What you are asked to do →
Retype the listing that follows, exactly as written.

Data →
PR #1416, opened 2025-09-04
Implementing ANO(All new Optimizer) in Optax.

tinker495:
hello! I found a promising looking optimizer from the paper ["Ano: Faster is Better in Noisy Landscapes"](https://doi.org/10.5281/zenodo.16422081) and implemented it. 

It seems to be working, and I've left an [issue](https://github.com/Adrienkgz/ano-optimizer/issues/1#issue-3383884816) in the paper's official implementation asking the authors of the paper to confirm that their implementation is justified.


adrienkegreisz:
Hi @tinker495, thank you for your contribution and for taking the time to implement this optimizer. I’m the author of the paper and the optimizer, and I can confirm that your implementation is faithful to the paper and valid. I really appreciate your effort in bringing this optimizer to Optax!

tinker495:
I clearly verified that running test.sh and generating docs worked correctly for everything I wrote, but I don't understand why it failed in tests/doctests. If any Google developers reviewing this PR could advise how to proceed, I'd appreciate it. This test failure appears to be a package installation error rather than an issue with the content changes.

optax/contrib/_ano.py
```diff
@@ -0,0 +1,178 @@
...
+    ...  print('Objective function: {:.2E}'.format(f(params)))
+    Objective function: 1.40E+01
+    Objective function: 1.39E+01
+    Objective function: 1.39E+01
+    Objective function: 1.39E+01
+    Objective function: 1.38E+01
+
+  References:
+    Kegreisz, `Ano: Faster is Better in Noisy Landscapes
+    <https://github.com/Adrienkgz/ano-optimizer>`_.
```
aymuos15: Maybe would be nice to link the paper here instead of the repo (or alongside it)?

tinker495: Fixed!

Exercise answer →
PR #1416, opened 2025-09-04
Implementing ANO(All new Optimizer) in Optax.

tinker495:
hello! I found a promising looking optimizer from the paper ["Ano: Faster is Better in Noisy Landscapes"](https://doi.org/10.5281/zenodo.16422081) and implemented it. 

It seems to be working, and I've left an [issue](https://github.com/Adrienkgz/ano-optimizer/issues/1#issue-3383884816) in the paper's official implementation asking the authors of the paper to confirm that their implementation is justified.


adrienkegreisz:
Hi @tinker495, thank you for your contribution and for taking the time to implement this optimizer. I’m the author of the paper and the optimizer, and I can confirm that your implementation is faithful to the paper and valid. I really appreciate your effort in bringing this optimizer to Optax!

tinker495:
I clearly verified that running test.sh and generating docs worked correctly for everything I wrote, but I don't understand why it failed in tests/doctests. If any Google developers reviewing this PR could advise how to proceed, I'd appreciate it. This test failure appears to be a package installation error rather than an issue with the content changes.

optax/contrib/_ano.py
```diff
@@ -0,0 +1,178 @@
...
+    ...  print('Objective function: {:.2E}'.format(f(params)))
+    Objective function: 1.40E+01
+    Objective function: 1.39E+01
+    Objective function: 1.39E+01
+    Objective function: 1.39E+01
+    Objective function: 1.38E+01
+
+  References:
+    Kegreisz, `Ano: Faster is Better in Noisy Landscapes
+    <https://github.com/Adrienkgz/ano-optimizer>`_.
```
aymuos15: Maybe would be nice to link the paper here instead of the repo (or alongside it)?

tinker495: Fixed!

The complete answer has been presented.